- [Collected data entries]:
BEGIN
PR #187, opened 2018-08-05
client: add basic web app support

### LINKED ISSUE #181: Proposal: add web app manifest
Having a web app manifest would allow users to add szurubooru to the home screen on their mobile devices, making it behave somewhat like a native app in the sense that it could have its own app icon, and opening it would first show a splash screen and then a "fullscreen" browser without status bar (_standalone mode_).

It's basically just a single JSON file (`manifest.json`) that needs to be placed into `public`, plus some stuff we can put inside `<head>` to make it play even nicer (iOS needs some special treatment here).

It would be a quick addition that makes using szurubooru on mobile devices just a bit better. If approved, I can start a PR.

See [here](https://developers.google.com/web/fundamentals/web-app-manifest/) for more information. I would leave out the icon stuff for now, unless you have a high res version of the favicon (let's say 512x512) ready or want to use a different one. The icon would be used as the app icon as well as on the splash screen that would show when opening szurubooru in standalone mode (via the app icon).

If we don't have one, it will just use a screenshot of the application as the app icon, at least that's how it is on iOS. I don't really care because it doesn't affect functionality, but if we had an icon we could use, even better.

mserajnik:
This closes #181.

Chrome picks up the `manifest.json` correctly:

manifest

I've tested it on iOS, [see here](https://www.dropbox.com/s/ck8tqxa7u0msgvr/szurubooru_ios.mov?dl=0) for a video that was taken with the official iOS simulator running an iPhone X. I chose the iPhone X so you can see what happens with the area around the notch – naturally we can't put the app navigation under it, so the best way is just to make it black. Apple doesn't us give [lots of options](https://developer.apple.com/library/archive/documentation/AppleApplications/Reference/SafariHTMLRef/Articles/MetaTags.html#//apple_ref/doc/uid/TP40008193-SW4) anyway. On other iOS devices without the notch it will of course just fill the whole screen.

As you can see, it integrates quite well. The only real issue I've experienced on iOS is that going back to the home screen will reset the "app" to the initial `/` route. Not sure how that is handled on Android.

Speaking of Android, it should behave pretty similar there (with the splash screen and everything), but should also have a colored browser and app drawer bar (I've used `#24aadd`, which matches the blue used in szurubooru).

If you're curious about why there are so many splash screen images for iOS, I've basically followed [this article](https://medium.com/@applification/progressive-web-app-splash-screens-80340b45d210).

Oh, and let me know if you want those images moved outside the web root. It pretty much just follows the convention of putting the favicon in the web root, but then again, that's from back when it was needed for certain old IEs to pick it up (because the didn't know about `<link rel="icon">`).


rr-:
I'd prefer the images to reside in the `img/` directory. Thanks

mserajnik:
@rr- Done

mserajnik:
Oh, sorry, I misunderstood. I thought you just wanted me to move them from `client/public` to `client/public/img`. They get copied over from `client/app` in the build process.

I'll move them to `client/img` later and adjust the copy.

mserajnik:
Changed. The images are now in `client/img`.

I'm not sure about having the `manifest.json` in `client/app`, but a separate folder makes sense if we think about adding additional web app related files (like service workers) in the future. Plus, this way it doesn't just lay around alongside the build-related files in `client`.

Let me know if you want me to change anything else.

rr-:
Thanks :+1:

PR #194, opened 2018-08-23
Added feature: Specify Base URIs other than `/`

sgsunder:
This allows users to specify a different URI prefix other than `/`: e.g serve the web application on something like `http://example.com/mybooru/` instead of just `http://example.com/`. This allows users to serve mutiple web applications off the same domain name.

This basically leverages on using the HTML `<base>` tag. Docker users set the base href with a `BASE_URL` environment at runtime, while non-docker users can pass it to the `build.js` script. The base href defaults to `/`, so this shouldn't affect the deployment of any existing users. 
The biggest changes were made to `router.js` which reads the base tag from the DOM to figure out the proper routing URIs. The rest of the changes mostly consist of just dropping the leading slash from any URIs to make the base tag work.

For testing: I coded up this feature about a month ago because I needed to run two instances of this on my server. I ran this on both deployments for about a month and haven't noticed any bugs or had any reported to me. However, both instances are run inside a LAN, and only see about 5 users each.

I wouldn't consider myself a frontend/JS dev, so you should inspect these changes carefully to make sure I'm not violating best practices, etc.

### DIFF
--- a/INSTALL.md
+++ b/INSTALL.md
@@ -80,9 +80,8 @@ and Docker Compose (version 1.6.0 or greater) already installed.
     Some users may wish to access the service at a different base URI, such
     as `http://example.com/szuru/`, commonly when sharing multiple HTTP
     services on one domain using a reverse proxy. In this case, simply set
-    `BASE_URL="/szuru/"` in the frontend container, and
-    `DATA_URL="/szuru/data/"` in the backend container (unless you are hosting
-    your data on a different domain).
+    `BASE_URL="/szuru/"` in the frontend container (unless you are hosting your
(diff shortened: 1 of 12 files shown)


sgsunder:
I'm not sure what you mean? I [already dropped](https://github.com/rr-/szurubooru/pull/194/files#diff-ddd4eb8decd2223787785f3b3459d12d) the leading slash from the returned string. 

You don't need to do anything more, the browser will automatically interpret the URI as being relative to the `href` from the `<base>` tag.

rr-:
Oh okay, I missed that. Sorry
END
- [Task instructions]: Go through the data above from its first line and copy each line exactly, stopping once the line with "Having a web" has been copied.

- [Answer section]:
PR #187, opened 2018-08-05
client: add basic web app support

### LINKED ISSUE #181: Proposal: add web app manifest
Having a web app manifest would allow users to add szurubooru to the home screen on their mobile devices, making it behave somewhat like a native app in the sense that it could have its own app icon, and opening it would first show a splash screen and then a "fullscreen" browser without status bar (_standalone mode_).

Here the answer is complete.